▶ About this exercise: Nothing outside the range below should be printed. Output exactly the lines from the line with "PR #406, opened 2019-09-09" to the line with "this way seems", both included.

▶ Data excerpts:
+===+

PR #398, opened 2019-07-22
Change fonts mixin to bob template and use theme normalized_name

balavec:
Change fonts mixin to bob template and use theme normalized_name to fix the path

+===+

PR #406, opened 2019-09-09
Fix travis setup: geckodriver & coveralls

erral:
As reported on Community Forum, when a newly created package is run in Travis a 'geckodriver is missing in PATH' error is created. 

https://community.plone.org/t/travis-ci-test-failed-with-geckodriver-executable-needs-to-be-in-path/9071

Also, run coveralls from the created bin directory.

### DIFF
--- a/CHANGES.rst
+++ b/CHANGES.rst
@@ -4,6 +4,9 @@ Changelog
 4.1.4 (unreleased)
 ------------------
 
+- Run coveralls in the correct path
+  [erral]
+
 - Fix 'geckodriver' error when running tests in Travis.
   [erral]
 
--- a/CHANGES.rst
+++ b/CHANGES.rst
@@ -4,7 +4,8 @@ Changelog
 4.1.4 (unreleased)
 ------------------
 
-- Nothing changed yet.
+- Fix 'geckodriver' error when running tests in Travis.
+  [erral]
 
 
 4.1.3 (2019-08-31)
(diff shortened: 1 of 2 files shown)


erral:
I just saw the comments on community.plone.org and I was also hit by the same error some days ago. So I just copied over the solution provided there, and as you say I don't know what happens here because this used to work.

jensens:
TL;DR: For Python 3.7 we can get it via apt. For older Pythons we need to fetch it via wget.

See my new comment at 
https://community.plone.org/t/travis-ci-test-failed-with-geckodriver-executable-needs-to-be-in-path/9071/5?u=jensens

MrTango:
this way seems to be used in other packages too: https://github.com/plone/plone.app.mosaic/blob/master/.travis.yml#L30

+===+

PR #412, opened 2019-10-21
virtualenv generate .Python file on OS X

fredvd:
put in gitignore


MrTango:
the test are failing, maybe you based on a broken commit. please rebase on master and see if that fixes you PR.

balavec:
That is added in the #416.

+===+

▶ Output for this exercise:
PR #406, opened 2019-09-09
Fix travis setup: geckodriver & coveralls

erral:
As reported on Community Forum, when a newly created package is run in Travis a 'geckodriver is missing in PATH' error is created. 

https://community.plone.org/t/travis-ci-test-failed-with-geckodriver-executable-needs-to-be-in-path/9071

Also, run coveralls from the created bin directory.

### DIFF
--- a/CHANGES.rst
+++ b/CHANGES.rst
@@ -4,6 +4,9 @@ Changelog
 4.1.4 (unreleased)
 ------------------
 
+- Run coveralls in the correct path
+  [erral]
+
 - Fix 'geckodriver' error when running tests in Travis.
   [erral]
 
--- a/CHANGES.rst
+++ b/CHANGES.rst
@@ -4,7 +4,8 @@ Changelog
 4.1.4 (unreleased)
 ------------------
 
-- Nothing changed yet.
+- Fix 'geckodriver' error when running tests in Travis.
+  [erral]
 
 
 4.1.3 (2019-08-31)
(diff shortened: 1 of 2 files shown)


erral:
I just saw the comments on community.plone.org and I was also hit by the same error some days ago. So I just copied over the solution provided there, and as you say I don't know what happens here because this used to work.

jensens:
TL;DR: For Python 3.7 we can get it via apt. For older Pythons we need to fetch it via wget.

See my new comment at 
https://community.plone.org/t/travis-ci-test-failed-with-geckodriver-executable-needs-to-be-in-path/9071/5?u=jensens

MrTango:
this way seems to be used in other packages too: https://github.com/plone/plone.app.mosaic/blob/master/.travis.yml#L30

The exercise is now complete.